**About this task:** Each entry below is to be copied verbatim, with no line missing.

**Material shown:**

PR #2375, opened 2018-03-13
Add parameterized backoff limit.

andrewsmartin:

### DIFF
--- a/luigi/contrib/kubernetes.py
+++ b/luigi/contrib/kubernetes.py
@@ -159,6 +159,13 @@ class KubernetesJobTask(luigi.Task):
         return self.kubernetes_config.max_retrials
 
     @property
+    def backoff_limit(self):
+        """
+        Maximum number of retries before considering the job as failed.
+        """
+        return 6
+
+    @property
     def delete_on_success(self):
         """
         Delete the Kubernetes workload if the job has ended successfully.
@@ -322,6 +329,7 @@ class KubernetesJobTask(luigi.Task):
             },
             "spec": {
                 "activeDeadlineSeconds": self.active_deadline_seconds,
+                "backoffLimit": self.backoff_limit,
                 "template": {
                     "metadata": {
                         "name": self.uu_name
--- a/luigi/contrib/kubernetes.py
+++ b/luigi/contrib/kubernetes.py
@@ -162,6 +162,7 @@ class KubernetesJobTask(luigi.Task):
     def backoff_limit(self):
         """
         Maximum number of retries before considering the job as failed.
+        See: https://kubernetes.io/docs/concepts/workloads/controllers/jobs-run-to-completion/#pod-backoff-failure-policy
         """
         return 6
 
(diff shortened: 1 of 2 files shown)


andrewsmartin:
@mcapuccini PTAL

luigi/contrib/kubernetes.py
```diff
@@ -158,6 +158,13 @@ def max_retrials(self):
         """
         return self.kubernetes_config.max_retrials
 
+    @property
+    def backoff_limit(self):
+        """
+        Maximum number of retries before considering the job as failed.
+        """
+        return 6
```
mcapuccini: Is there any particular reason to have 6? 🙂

**Answer to this task:**
PR #2375, opened 2018-03-13
Add parameterized backoff limit.

andrewsmartin:

### DIFF
--- a/luigi/contrib/kubernetes.py
+++ b/luigi/contrib/kubernetes.py
@@ -159,6 +159,13 @@ class KubernetesJobTask(luigi.Task):
         return self.kubernetes_config.max_retrials
 
     @property
+    def backoff_limit(self):
+        """
+        Maximum number of retries before considering the job as failed.
+        """
+        return 6
+
+    @property
     def delete_on_success(self):
         """
         Delete the Kubernetes workload if the job has ended successfully.
@@ -322,6 +329,7 @@ class KubernetesJobTask(luigi.Task):
             },
             "spec": {
                 "activeDeadlineSeconds": self.active_deadline_seconds,
+                "backoffLimit": self.backoff_limit,
                 "template": {
                     "metadata": {
                         "name": self.uu_name
--- a/luigi/contrib/kubernetes.py
+++ b/luigi/contrib/kubernetes.py
@@ -162,6 +162,7 @@ class KubernetesJobTask(luigi.Task):
     def backoff_limit(self):
         """
         Maximum number of retries before considering the job as failed.
+        See: https://kubernetes.io/docs/concepts/workloads/controllers/jobs-run-to-completion/#pod-backoff-failure-policy
         """
         return 6
 
(diff shortened: 1 of 2 files shown)


andrewsmartin:
@mcapuccini PTAL

luigi/contrib/kubernetes.py
```diff
@@ -158,6 +158,13 @@ def max_retrials(self):
         """
         return self.kubernetes_config.max_retrials
 
+    @property
+    def backoff_limit(self):
+        """
+        Maximum number of retries before considering the job as failed.
+        """
+        return 6
```
mcapuccini: Is there any particular reason to have 6? 🙂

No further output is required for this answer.